Robust Tensor Hypercontraction of the Particle-Particle Ladder Term in Equation-of-Motion Coupled Cluster Theory

TL;DR

This paper introduces a robust least-squares tensor hypercontraction method for the particle-particle ladder term in equation-of-motion coupled cluster theory, significantly reducing computational cost while maintaining high accuracy.

Contribution

It implements the R-LS-THC approach for EOM-CC methods, enabling efficient and accurate calculations of excitation and electron attachment energies.

Findings

Errors around 1 meV achieved

Calculation time reduced by approximately 5 times

High accuracy maintained in benchmark tests

Abstract

One method of representing a high-rank tensor as a (hyper-)product of lower-rank tensors is the tensor hypercontraction (THC) method of Hohenstein et al.

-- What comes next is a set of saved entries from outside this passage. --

PR #1325, opened 2018-11-12
Implement picture in picture for iOS

aalzanki:
Test Plan:
 - Run on ipad
 - test out `onIsPictureInPictureSupported`, `onIsPictureInPictureActive`, `restoreUserInterfaceForPictureInPictureStop`, `startPictureInPicture`, `stopPictureInPicture`.

### DIFF
--- a/README.md
+++ b/README.md
@@ -867,7 +867,7 @@ Payload: none
 Platforms: Android ExoPlayer, Android MediaPlayer, iOS
 
 #### onIsPictureInPictureActive
-Callback function that is called when picture in picture becames active on inactive.
+Callback function that is called when picture in picture becomes active or inactive.
 
 Property | Type | Description
 --- | --- | ---
--- a/README.md
+++ b/README.md
@@ -298,6 +298,8 @@ var styles = StyleSheet.create({
 * [onFullscreenPlayerDidPresent](#onfullscreenplayerdidpresent)
 * [onFullscreenPlayerWillDismiss](#onfullscreenplayerwilldismiss)
 * [onFullscreenPlayerDidDismiss](#onfullscreenplayerdiddismiss)
+* [onIsPictureInPictureActive](#onispictureinpictureactive)
+* [onIsPictureInPictureSupported](#onispictureinpicturesupported)
 * [onLoad](#onload)
 * [onLoadStart](#onloadstart)
 * [onProgress](#onprogress)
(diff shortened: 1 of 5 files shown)


cobarx:
This is a very cool feature, thanks for submitting and providing all the documentation!

I'd like to see if we can condense the interface so that it's as simple as possible.

onIsPictureInPictureSupported - React Native only supports iOS >= 9.0 so I don't think we need this.
onIsPictureInPictureActive - This gets called whenever the state changes, so it should be onPictureInPictureChanged or onPictureInPictureStatusChanged. The payload should be similar to other events: `isActive` or `isPictureInPictureActive`
restoreUserInterfaceForPictureInPictureStop - Given that this is mandatory to be called, how about just calling this automatically when we exit picture in picture
startPictureInPicture / stopPictureInPicture - I'm trying to use props wherever possible and avoid functions unless absolutely necessary. I'd suggest changing this to a boolean prop like `pictureInPicture`.

aalzanki:
@cobarx I made 4 of the 5 changes you mentioned. Please let me know what you think about the restoration piece. I tried to mirror Apple's restoration function with: `onRestoreUserInterfaceForPictureInPictureStop` and `restoreUserInterfaceForPictureInPictureStopCompleted`.

aalzanki:
@cobarx any feedback about the updated code?

cobarx:
Sorry for the delay in getting to review this. This is working great, I'm going to merge it.

Two things I noticed:
Do we need the true/false argument to `restoreUserInterfaceForPictureInPictureStopCompleted`? If not, you could just pass true automatically and remove the argument from the README / JS function. If it is needed, please document when it's appropriate to use true vs. false.

Also, I'm not seeing events when I put the video in fullscreen and then engage PiP from there. If possible, can you add a PR to capture those using the same framework you've done here.

cobarx:
Btw this works great. Thanks so much for putting it together, great feature.

It would be wonderful to be able to support this on ExoPlayer as well.

danielmarino24i:
I think this PR breaks compatibility with tvOS, as PiP is only on AVKit (ios)

Probably is can be fixed with a solution like this (probably some condition has to be added also on AVPictureInPictureControllerDelegate delegate's methods ) or `__TVOS_PROHIBITED`:
```
#if __has_include(<react-native-video/RCTVideoCache.h>)
@interface RCTVideo : UIView <RCTVideoPlayerViewControllerDelegate, DVAssetLoaderDelegatesDelegate, AVAssetResourceLoaderDelegate>
#elif TARGET_OS_TV
@interface RCTVideo : UIView <RCTVideoPlayerViewControllerDelegate>
#else
@interface RCTVideo : UIView <RCTVideoPlayerViewControllerDelegate, AVPictureInPictureControllerDelegate>
#endif
```

danielmarino24i:
Also it fails if initial value is set to true (it should be UI/JS triggered) of it is set as initial value, trigger the function on `onLoad` or sth like this

FullstackJack:
@cobarx As noted by @danielmarino24i, this created a regression on tvOS. We'll need to get a PR up to hotfix it.

FullstackJack:
I've spun up a work branch to complete this work for Android, we'll see how it goes.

This strategy has been found to be useful for reducing the polynomial scaling of coupled-cluster methods by representation of a four dimensional tensor of electron-repulsion integrals in terms of five two-dimensional matrices. Pierce et al. have already shown that the application of a robust form of THC to the particle-particle ladder term (PPL) reduces the cost of this term in couple-cluster singles and doubles (CCSD) from $\mathcal{O} (N^6)$ to $\mathcal{O} (N^5)$ with negligible errors in energy with respect to the density-fitted variant. In this work we have implemented the least-squares variant of THC (LS-THC) which does not require a non-linear tensor factorization, including the robust form (R-LS-THC), for the calculation of the excitation and electron attachment energies using equation-of-motion coupled cluster methods EOMEE-CCSD and EOMEA-CCSD, respectively. We have benchmarked the effect of the R-LS-THC-PPL approximation on excitation energies using the comprehensive QUEST database and the accuracy of electron attachment energies using the NAB22 database. We find that errors on the order of 1 meV are achievable with a reduction in total calculation time of approximately $5\times$.